[WORK INSTRUCTIONS]
Among the records below, find the line that has "a sequence of <a>preserved</a> white space"; from there, give the lines again exactly, and stop after the line that has "This is meant".

------ SUPPLIED DATA

PR #111, opened 2016-05-13
[css-text-3] break spaces

frivoal:


css-text/Overview.bs
```diff
@@ -755,6 +755,9 @@ Languages and Typesetting</h4>
          the UA must either <a>hang</a> the <a>white space</a>
          or visually collapse their character advance widths
          such that they don't take up space in the line.
+         However, if 'overflow-wrap' is set to ''break-spaces'',
```
kojiishi: When ''break-spaces'', spaces breaks, so it no longer be "at the end of a line". I think I understand your intention but it can confuse rather than help. Maybe you could add such note that this will not happen if ''break-spaces'' if you think having text here is important?

css-text/Overview.bs
```diff
@@ -1296,7 +1299,7 @@ Line Breaking Details</h3>
 
 <pre class='propdef'>
 Name: overflow-wrap, word-wrap
-Value: normal | break-word
+Value: normal | break-word | break-spaces
```
kojiishi: thought this was for L4, but I admit that I wasn't paying much attention to which level we resolved on. Have a link to the resolution?

frivoal: I don't think the resolution (SF or Syndey) specified if it was level 3 or 4. My main reason for preferring having it in L3 is:

* This value is new, but the behavior is already present in some browsers, triggered by a different property/value: Firefox and Safari wrap spaces like this when word-break is break-all (FF all preserved spaces, Safari only nbsp) (see http://output.jsbin.com/degaqe). Since we have clarified that the break-word property is not supposed to do that and that this is supposed to be triggered by overflow-wrap:break-spaces, rather than have them remove this behavior now and put it back later under a different name, I thought it made sense to add the switch in the current Level.

Also from a spec editing point of view, L3 is easier (but I agree this is not an important reason):

* L4 does not yet have the equivalent of section 4 (#white-space-processing), and that this makes some modification to it (section 4.1.3 point 4).

css-text/Overview.bs
frivoal: When 'break-spaces' is specified, spaces should break. But this would not happen if they have already been collapsed, so I am trying to (normatively) make it explicit that you cannot do that. I thought this text was easier to understand here than in the definition of the break-spaces value. Do you think it should be moved? Do you have a suggestion of a better way to phrase it?

css-text/Overview.bs
kojiishi: Totally understandable, and I don't have preference either way, but when I want to follow the resolution, you and I having different understanding looks like a sign that it's better to double-check with WG, no? In my understanding, fantasai said L4 at the beginning of the discussion and that was applied to all the discussion, but now it's unclear to me too.

frivoal: Right. I've pinged the WG now, let's see what comes out of this.
https://lists.w3.org/Archives/Public/www-style/2016May/0134.html

frivoal: RESOLVED: Add overflow-wrap: break-spaces to level 3
http://logs.csswg.org/irc.w3.org/css/2016-05-25/#e692109

frivoal: @kojiishi ping. Do you want me to adjust something in the pull request before you can merge it, or is it fine like this?

frivoal:
@kojiishi @fantasai Ping. Can you either merge this or tell me what's wrong with it?

css-text/Overview.bs
kojiishi: By re-reading this, you're modifying an item that I don't understand, so it's not your problem, but you'd have to ask fantasai to review.

This item starts with:
> If spaces or tabs at the end of a line are non-collapsible but have 'white-space' set to ''pre-wrap''

but I can't interpret this part. Does this "but" mean "except"? Maybe clear to native speakers but this is beyond my English capability, sorry.

css-text/Overview.bs
```diff
@@ -1324,6 +1327,11 @@ Canonical order: N/A
       Shaping characters are still shaped as if the word were not
       broken, and grapheme clusters must stay together as one unit.
       No hyphenation character is inserted at the break point.
+    <dt><dfn>break-spaces</dfn></dt>
+    <dd>Line breaks are handled identically to ''overflow-wrap/normal'',
+      except that any sequence of <a>preserved</a> white space
+      that would otherwise overflow the line under these rules
+      must be broken after the last white space character that would fit the line.
```
kojiishi: So when you say
> sequence of preserved white space...must be broken

you want to break between preserved white spaces but not before/after? Can you try to clarify?

frivoal: Would this be clearer? 

> Line breaks are handled identically to ''overflow-wrap/normal'',
> except that if a sequence of <a>preserved</a> white space
> would otherwise overflow the line under these rules,
> the line must be broken after the last white space character of that sequence
> that would fit the line.

This is meant to be the same behavior, but should be more explicit. Break in places unrelated to the white space sequence are allowed as usual; it allows the break to happen after the last character in the sequence. It does not create a break opportunity between the first white space character in the sequence and whatever comes before it, to avoid wrapping a single space to the next line (I think you were the first to suggest that that would be a bad idea).

kojiishi: As a member, I still don't understand why one would want this, but as an editor, I can review PRs according to resolutions. That makes me a good reviewer though. Since I don't understand how it's used, I can review how the text reads to implementors without any background ;-)

What will happen if there are no spaces that can fit?

frivoal: Sorry for the delayed answer.

If there is no spaces that would fit, you deal with it the way you would otherwise: break the line somewhere earlier if you can, or overflow if you cannot.

I don't actually have a strong opinion whether we should allow a break before the first space in a sequence of not, but I believe you were the one who expressed a preference for disallowing it.

css-text/Overview.bs
frivoal: I think this "but" could just as easily be replaced with "and". We're talking about a subset of of the non-collapsible spaces. "If there are non-collapsible spaces and when 'white-space' is set to ''pre-wrap''" is the same as "if there are non-collapsible spaces, but [only in the case when] 'white-space' set to ''pre-wrap''"

css-text/Overview.bs
kojiishi: Please make a call, as I said, I don't understand how it's used.

So from what I understand, when all of the following condition met:

* If `white-space: pre-wrap` and
* if a non-breakable word and at least one trailing space fit within the line, and
* If subsequent spaces follow, and
* If those subsequent spaces do not fit within the line

You want to break between spaces, but not before/after?

frivoal: Very sorry for the slow answer.

> You want to break between spaces

correct, if `overflow-wrap` is `break-spaces.` you break and wrap in the middle of the space sequence instead of letting it overflow.

> but not before

Not before the first space  if `overflow-wrap` is only `break-spaces.` If it is `overflow-wrap:break-word | break-spaces`, you can also break before the first space, since `overflow-wrap: break-word` allows for breaks anywhere.

I think this is the best behavior, but I am not very strongly attached to this nuance, so if the rest of the proposal is OK and this is blocking, I am open to changing this part.

> or after?

I don't think there's anything in the wording I proposed that prohibits breaking after spaces. If the end of the line falls earlier than the last space, you should break at that earlier point, but if it falls right after that space, breaking there is the normal thing to do.

---
2 questions:
 - Are you OK with the behavior?
 - Do you think the proposed text (a) correctly and (b) understandably describes this behavior?

frivoal:
@kojiishi @fantasai this PR has been open for pretty long now, and I'd like to wrap it up. In light of [my answer](https://github.com/w3c/csswg-drafts/pull/111#discussion_r74177445) to [Koji's question](https://github.com/w3c/csswg-drafts/pull/111#discussion_r68636764), can you either merge it, or tell me if you either want more clarification or some change to the proposed text?

If there is anything left to be tweaked, I'd like to make sure that we get it done before the end of TPAC, so if you'd like me to prepare something before then, let me know what.

kojiishi:
Sorry for my slow response too but the PR doesn't look to address a case when it says:

> after the last white space character that would fit the line.

it doesn't define the behavior when there's no white space that would fit the line, correct?

Also I prefer it be effective only when white space is preserved by the `white-space` property, rather than making the preservation automatically activated by the `overflow-wrap`, unless it was discussed and resolved (sorry if it did, in that case, I'm ok.)

frivoal:
> doesn't look to address a case when it says:
>>  after the last white space character that would fit the line.
>
> it doesn't define the behavior when there's no white space that would fit the line, correct?

Hmmm. I thought the sentence was clear, but having re-read it a couple times, I see what you mean. I've pushed a rewording with a couple of clarifying notes. I think this now defines all cases. Let me know if you think it doesn't.

> Also I prefer it be effective only when white space is preserved by the white-space property

Since this value only affects what happens in runs of preserved white space, in most cases, it will not do anything if the white-space property is not preserving the white spaces. The difference with what you are suggesting is that as currently specified, it would also call for breaks in overflowing runs of &amp;nbsp;. I'd rather keep it that way: I'd find it pretty counter intuitive if a value called break-spaces did not do that.

If you agree, great. If you don't (and there's no other issue left), can we get this merged, and open a separate issue to discussed this point?

css-text/Overview.bs
```diff
@@ -1137,6 +1142,30 @@ Line Breaking Details</h3>
       Shaping characters are still shaped as if the word were not
       broken, and grapheme clusters must stay together as one unit.
       No hyphenation character is inserted at the break point.
+    <dt><dfn>break-spaces</dfn></dt>
+    <dd>Line breaks are handled as usual,
+      except that any sequence of <a>preserved</a> white space
+      that would otherwise overflow the line and <a>hang</a> as per <a href="white-space-phase-2">Trimming and Positioning</a>
```
kojiishi: isn't "#" needed for "white-space-phase-2"?

kojiishi:
Thanks for the update, that part looks good, except one possible nit I put as an inline comment. Please check.

> If you agree, great. If you don't (and there's no other issue left), can we get this merged, and open a separate issue to discuss this point?

I feel sorry for taking long on this small PR but I prefer to split it out to another PR, discuss and resolve before the merge. I suspect our code reviewers will ask for a spec change if someone tries to contribute to Blink, so I'd like not to take that long path.

* We need to check whether white spaces collapses or not on every page, so adding this condition will add slight cost for the additional _if_ statement on every page on every user. It is a very hot code path we try hard to optimize, and I don't think this property is worth the cost for everyone.
* This property is only effective when `white-space` allows wrapping. `break-space` being only effective when `white-space` does not collapse looks more consistent to me. There are other such example, such as `text-orientation`, which is only effective in vertical flow. That way, we pay the cost to check the property only in vertical flow.
* I understand how you feel it more intuitive, but from another perspective, it's unintuitive to break consecutive white spaces when there are no such white spaces. I feel more intuitive for authors to create consecutive white spaces first before s/he allows them to break.

This PR looks good to me if this part was separated.

css-text/Overview.bs
frivoal: You're right. Fixed.

kojiishi:
Discussed offline to resolve misunderstandings, lgtm.

PR #114, opened 2016-05-16
[css-flexbox] Replace 'Animatable' descriptions with 'Animation type'

birtles:
With regards to 'flex-basis', I wasn't sure if "Animation type: length,
percentage, or calc; otherwise discrete" was more clear about the case
when the value is 'content'. However, we should probably just make sure
the general wording for resolving animation types covers this case, i.e.
"if you can't stuff the value in the animation type, it's discrete".

Note that this needs https://github.com/tabatkins/bikeshed/pull/709 (the corresponding bikeshed support for Animation type) to be merged first.

### DIFF
--- a/css-flexbox/Overview.bs
+++ b/css-flexbox/Overview.bs
@@ -51,6 +51,13 @@ spec: css-writing-modes-3; type: dfn;
 	text: end
 </pre>
 
+<pre class='anchors'>
+urlPrefix: https://drafts.csswg.org/css-transitions/#animtype-; type: dfn; spec: css-transitions
+    text: integer animation type; url: integer
+    text: number animation type; url: number
+    text: length, percentage, or calc animation type; url: lpcalc
+</pre>
+
 <style>
   #axis-mapping-table [rowspan=8] { writing-mode: sideways-lr; }
   #axis-mapping-table a { white-space: nowrap; }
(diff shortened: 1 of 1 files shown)


css-flexbox/Overview.bs
```diff
@@ -1481,7 +1488,7 @@ Flexibility</h2>
 <h3 id='flex-property'>
 The 'flex' Shorthand</h3>
 
-	<pre class='propdef'>
+	<pre class='propdef shorthand'>
```
tabatkins: What's this for? We don't mark shorthand-ness on the propdef.

tabatkins:
I'm gonna go ahead and reject this PR entirely; it's working around bad markup in Transitions and insufficient DWIM support in Bikeshed, and ends up being terribly verbose and easy to mess up and not something we want to encourage.  I'll fix the two source problems and get Flexbox fixed; from there you can do the rest of the specs if you want.

birtles:
@tabatkins What's DWIM?

This PR isn't about working around bad markup in Transitions but about replacing "Animatable" with "Animation type" and specifying the actual animation type.

css-flexbox/Overview.bs
birtles: It's because without that, bikeshed ends up generating "Animation type: discrete" (the default value for that line), but with "shorthand" added bikeshed generates "Animation type: see individual properties". That's what at least one of the other shorthands in this spec does.

PR #122, opened 2016-05-18
[css-flexbox] Fix animation type of 'flex-basis'

birtles:
'width' is not an animation type and quoting width like this links to the width property.


birtles:
@tabatkins Can you please take a look? Thanks

fantasai:
This is actually not a correct fix, because it doesn't handle keywords. The link to the 'width' property was intentional, as it should animate exactly the same as 'width'. Switched it to 'discrete or keywords, otherwise as length, percentage, or calc'.

birtles:
Yeah, the intention (as mentioned in the commit for #114) is to update CSS transitions to make it more obvious that if you can't stuff something into the specified animation type, you fall back to discrete. Otherwise we'll be typing this everywhere. This is fine for now though.

PR #169, opened 2016-06-07
[cssom-view] Fix #159. Do not leak a closed node via offsetParent

### LINKED ISSUE #159: [cssom-view] HTMLElement.prototype.offsetParent leaks a node inside a shadow tree
See the context: https://github.com/w3c/webcomponents/issues/497

@rniwa, do you have any preference to this issue? I do not have a strong opinion yet.

hayatoito:
My attempt to fix https://github.com/w3c/csswg-drafts/issues/159.

@tabatkins , could you review this?

> Return the nearest ancestor <a>unclosed node</a> element of the element

"unclosed node element of the element" can be acceptable?

### DIFF
--- a/cssom-view/Overview.bs
+++ b/cssom-view/Overview.bs
@@ -1352,7 +1352,7 @@ The <dfn attribute for=HTMLElement>offsetParent</dfn> attribute must return the 
     * The element is the root element.
     * The element is <a>the HTML <code>body</code> element</a>.
     * The element's computed value of the 'position' property is ''position/fixed''.
-1. Return the nearest ancestor element of the element for which at least one of the following is true and terminate this algorithm if such an ancestor is found:
+1. Return the nearest ancestor <a lt="unclosed node">unclosed</a> element of the element for which at least one of the following is true and terminate this algorithm if such an ancestor is found: [[!DOM]]
     * The computed value of the 'position' property is not ''static''.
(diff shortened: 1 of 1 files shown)


TakayoshiKochi:
Hmm, can it be "unclosed element", just use "unclosed" as an adjective?

And in that case we need to add "unclosed element" in the glossary definition in the shadow dom spec as well in addition to "unclosed node"?

zcorpan:
You could do `<a lt="unclosed node">unclosed</a> element` or some such. Also add `[[!DOM]]` at the end of the paragraph.

zcorpan:
(The commit message should say `[cssom-view]`, but we can fix that when merging.)

tabatkins:
@hayatoito Yup, agree with @zcorpan's review. Fix those two nits, and --amend the commit message to use the right tag, and i'll merge.

hayatoito:
@zcorpan  @tabatkins Thanks! I did amend the commit.

> You could do <a lt="unclosed node">unclosed</a> element or some such. Also add [[!DOM]] at the end of the paragraph.

Done.

> (The commit message should say [cssom-view], but we can fix that when merging.)

The subject of the commit includeded `[cssom-view]`, I think. I did not change the subject.
Is that okay?

zcorpan:
Thanks! (It said `[css-omview]` rather than `[cssom-view]`)

PR #184, opened 2016-06-12
[css-flexbox] Fix comment about default `flex` values

philix:


tabatkins:
This is correcting in the wrong direction - `0 1 auto` is the correct initial value.

The actual issue here is that shorthand props don't *have* initial values, so the 'flex' block is wrong - it should just say "see individual properties", like it does for all the other rows.

SebastianZ:
> The actual issue here is that shorthand props don't _have_ initial values, so the 'flex' block is wrong - it should just say "see individual properties", like it does for all the other rows.

I think that statement is not correct, shorthands may have initial values, they are just normally built up by their related longhand values. While there is no such case I know of, e.g. `flex` could have had `none` as initial value.
Also, 'see individual properties' is not very expressive. (Therefore [MDN lists the longhands in those cases](https://developer.mozilla.org/en-US/docs/Web/CSS/flex).) So, listing the individual longhands would be better, though that's out of the scope of this change here.

Sebastian

dholbert:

------------

[RESULT]
> except that if a sequence of <a>preserved</a> white space
> would otherwise overflow the line under these rules,
> the line must be broken after the last white space character of that sequence
> that would fit the line.

This is meant to be the same behavior, but should be more explicit. Break in places unrelated to the white space sequence are allowed as usual; it allows the break to happen after the last character in the sequence. It does not create a break opportunity between the first white space character in the sequence and whatever comes before it, to avoid wrapping a single space to the next line (I think you were the first to suggest that that would be a bad idea).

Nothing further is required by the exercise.